Click here for GPU version: https://github.com/PINTO0309/whisper-onnx-tensorrt

1. Environment

Although it can run directly on the host PC, I strongly recommend the use of Docker to avoid breaking the environment.

Docker
onnx 1.16.1
onnxruntime 1.18.1
etc (See Dockerfile.xxx)

2. Converted Models

https://github.com/PINTO0309/PINTO_model_zoo/tree/main/381_Whisper

3. Docker run

Do not use this Docker container in its raw, unprocessed form for operations. It is intended for simple testing only, so administrative privileges have been effectively disabled.
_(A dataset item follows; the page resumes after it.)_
PR #8510, opened 2022-08-12
There are two values for attribute “loading”, not three

IsaacLK:
The document said there was three possible values for the attribute “loading”, when only two `exist`


tunetheweb (approved):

git clone https://github.com/PINTO0309/whisper-onnx-cpu.git && cd whisper-onnx-cpu

docker run --rm -it \
-v `pwd`:/workdir \
--device /dev/snd:/dev/snd \
pinto0309/whisper-onnx-cpu

4. Docker build

If you do not need to build the docker image by yourself, you do not need to perform this step.

4-1. CPU ver

docker build -t whisper-onnx-cpu -f Dockerfile.cpu .

4-2. docker run

docker run --rm -it \
-v `pwd`:/workdir \
--device /dev/snd:/dev/snd \
whisper-onnx-cpu

5. Transcribe

--mode option
```
mic  : Microphone
audio: Audito File
```
--language option

Fixes the language to be recognized to the specified language. See: 6. Languages
--model option

I have a Large size model committed here, but I was too lazy to provide it to you guys, so I excluded it as an option.
```
tiny.en
tiny
base.en
base
small.en
small
medium.en
medium
```

command

The onnx file is automatically downloaded when the sample is run. If --language is not specified, the tokenizer will auto-detect the language. If you are using a CPU with Hyper-Threading enabled, the code is written so that onnxruntime will infer in parallel with (number of physical CPU cores * 2 - 1) to maximize performance. I don't have a high-end CPU, so please try it with a wealthy CPU with about 128 threads. If you are using a CPU with Hyper-Threading disabled, you may need to comment out the sess_options line below.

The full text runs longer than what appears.